Summary about Disease
Deficiency of uridine monophosphate synthase (UMPS) is a rare autosomal recessive metabolic disorder affecting pyrimidine synthesis. UMPS is a bifunctional enzyme that catalyzes the last two steps in the de novo synthesis of pyrimidine nucleotides. This deficiency leads to an accumulation of orotic acid, causing orotic aciduria. The classic presentation includes megaloblastic anemia refractory to vitamin B12 and folic acid, and often orotic crystalluria. Severe neurological abnormalities can also occur.
Symptoms
Megaloblastic anemia (unresponsive to B12 and folic acid)
Orotic aciduria (excess orotic acid in urine)
Failure to thrive
Developmental delay
Intellectual disability
Seizures (in some cases)
Crystalluria (crystals in urine)
Feeding difficulties
Causes
Deficiency of UMPS is caused by mutations in the UMPS gene. This gene provides instructions for making the uridine monophosphate synthase enzyme. Mutations in this gene disrupt the normal function of the enzyme, leading to a buildup of orotic acid and a deficiency of pyrimidine nucleotides. It is inherited in an autosomal recessive manner, meaning both parents must carry a copy of the mutated gene for a child to be affected.
Medicine Used
Uridine supplementation: This is the primary treatment. Uridine is a pyrimidine nucleotide that bypasses the metabolic block caused by UMPS deficiency. Oral uridine triacetate is commonly used.
Supportive care: Treatment for anemia and other complications.
Is Communicable
No, deficiency of UMPS is not communicable. It is a genetic disorder caused by mutations in a gene.
Precautions
Genetic counseling for families with a history of the disorder.
Adherence to prescribed uridine supplementation.
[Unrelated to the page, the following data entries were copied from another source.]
PR #4033, opened 2026-09-15
discoverd: use __cleanup_tid in two loops

martin-belanger:
find_devname_for_tid() and the startup_audit() adoption loop each build a fresh TID per iteration with more than one exit path. __cleanup_tid frees it automatically on every one, dropping the repeated tid_free() calls and closing off a future leak if a new exit path is added without one.


igaw:
Thanks!

Issue #3663, opened 2026-07-28
`sndk_get_pci_ids` should be replaced with `nvme_get_pci_ids`.


igaw:
> FWIW, `sndk_get_pci_ids` should be replaced with `nvme_get_pci_ids`. 

 _Originally posted by @igaw in [#2994](https://github.com/linux-nvme/nvme-cli/issues/2994#issuecomment-5103522676)_

PR #4036, opened 2026-09-16
sandisk: use common PCI ID lookup helper

allen4791:
Link: https://github.com/linux-nvme/nvme-cli/issues/3663
This PR replaces the sandisk plugin's own PCI ID lookup function with the shared nvme_get_pci_ids() helper that other plugins (e.g. wdc) already use, so sandisk doesn't need to keep a separate copy of the same logic.
Validation
Compared the old and new PCI ID lookup implementations to confirm they resolve to the same sysfs paths and parse values the same way.
I built and ran the full existing test suite on Ubuntu 22.04 to confirm nothing else broke, though none of those tests actually
cover the sandisk plugin.

This is my first PR to nvme-cli, so please let me know if there's anything I'm missing.


igaw:
Looks good. The only thing I would like to change is to drop the 'Link: #3663' reference in the commit message. The  commit message should be self contained and only point to external reference on exceptions. This is because we never know when github decides to go evil or so. :)

allen4791:
I've dropped the link line from the commit message. And @brandon-paupore-sndk mentioned that #4039 covers the same change. I will close this PR if it turns out to be redundant. Thanks again for the advice!

igaw:
I've merged the version from @brandon-paupore-sndk as he is the maintainer of the plugin. 

Nevertheless thanks a lot for your contributions!

PR #4039, opened 2026-09-16
sandisk: port wdc vs-smart-add-log and PCI ID retrieval updates

brandon-paupore-sndk:
This enables the per device command support checking to work properly for devices which are only supported in the newer plugin, and also updates the old device+vendor ID checking to use the new mainline function across the plugin.

I did see #4036 come up today while I had these ready to go, but this should cover those same changes.


brandon-paupore-sndk:
I wrapped lines mostly to 100 columns for the ported command details to roughly match the rest of the plugin, but most of it is large formatted strings that might lose some clarity from going even further. Otherwise there were a few checkpatch findings I'm not sure are real issues:
- WARNING: Missing a blank line after declarations
  - There are blank lines, not sure if `__cleanup_nvme_global_ctx struct` might be causing something there?
- ERROR: need consistent spacing around '*' (ctx:WxV)
  - The spacing seems to be consistent, maybe the detection is tripping on the `__packed` attribute?
- WARNING: Duplicate signature
  - The commit signatures seem fine
  - From some brief experimenting this seems to hit on every commit, even within the main/master branch

plugins/sandisk/sandisk-utils.h
```diff
@@ -259,6 +263,164 @@
...
+	__u64 ext_smart_svn; __u8 ext_smart_pfbs; __u8 ext_smart_rsvd3[3];
+	__u8 ext_smart_dcc[16]; __u64 ext_smart_tnu; __u16 ext_smart_fcc;
+	__u8 ext_smart_bbpg; __u8 ext_smart_rsvd4[3]; __u64 ext_smart_seec;
+	__u64 ext_smart_rfsc; __u8 ext_smart_bsnbc[8]; __u8 ext_smart_eest[16];
+	__u16 ext_smart_ttc; __u64 ext_smart_uio; __u8 ext_smart_pmur[16];
+	__u32 ext_smart_rtoc; __u32 ext_smart_wtoc; __u32 ext_smart_ttoc;
+	__u8 ext_smart_rsvd5[4]; __u64 ext_smart_plrc; __u64 ext_smart_pscc;
+	__u16 ext_smart_maj; __u16 ext_smart_min; __u16 ext_smart_pt; __u16 ext_smart_err;
+	__u32 ext_smart_ftlus; __u32 ext_smart_tcgos; __u8 ext_smart_rsvd6[178];
+	__u16 ext_smart_lpv; __u8 ext_smart_lpg[16];
```
igaw: `sndk_nvme_c0_eol_log_page` and `sndk_nvme_ext_smart_log` should follow the common code style, every field is on a new line.

plugins/sandisk/sandisk-nvme.c
```diff
@@ -587,7 +574,126 @@ static int sndk_vs_smart_add_log(int argc, char **argv,
...
+		nvme_show_error("ERROR: SNDK: log page list is malformed");
+		ret = -1;
+		goto out;
+	}
+
+	if (!num) {
+		page_mask |= SNDK_ALL_PAGE_MASK;
+	} else {
+		for (i = 0; i < num; i++) {
+			if (log_page_list[i] == 0xc0)
```
martin-belanger: This should be a `switch()` statement, or at least: 

```
if() {
} else if() {
} else if() {
}
```

brandon-paupore-sndk:
Agreed with both comments, and updated as suggested.

igaw:
Thanks!

PR #187, opened 2019-05-03
scripts: Update known good for 107 header update

shannon-lunarg:
Updated:
- `build-android/vulkan-headers_revision_android`
- `scripts/known_good.json`

These changes pass internal CI.


shannon-lunarg:
And now we have green lights across all GitHub checks.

Regular monitoring by a healthcare professional to assess treatment effectiveness and manage potential complications.
Avoidance of dehydration to reduce the risk of orotic acid crystal formation in the kidneys.
How long does an outbreak last?
This is not an infectious disease and therefore does not have "outbreaks." It is a chronic genetic condition requiring ongoing management. The symptoms persist unless treated.
How is it diagnosed?
Urine orotic acid analysis: Elevated orotic acid levels in the urine are a key diagnostic marker.
Blood tests: To evaluate for megaloblastic anemia.
Enzyme assay: Measuring UMPS enzyme activity in cells (e.g., fibroblasts or red blood cells).
Genetic testing: DNA sequencing of the UMPS gene to identify mutations.
Timeline of Symptoms
Symptoms typically manifest in infancy or early childhood. The exact timeline can vary depending on the severity of the deficiency and the individual. Anemia and failure to thrive are often the first symptoms noted. Neurological problems may develop later if the condition is untreated.
Important Considerations
Early diagnosis and treatment with uridine supplementation are crucial to improve outcomes and prevent long-term complications.
Dosage of uridine needs to be carefully monitored and adjusted by a medical professional based on individual response and tolerance.
Long-term follow-up is necessary to monitor for potential side effects of treatment and to address any ongoing medical needs.
Carrier testing is available for family members.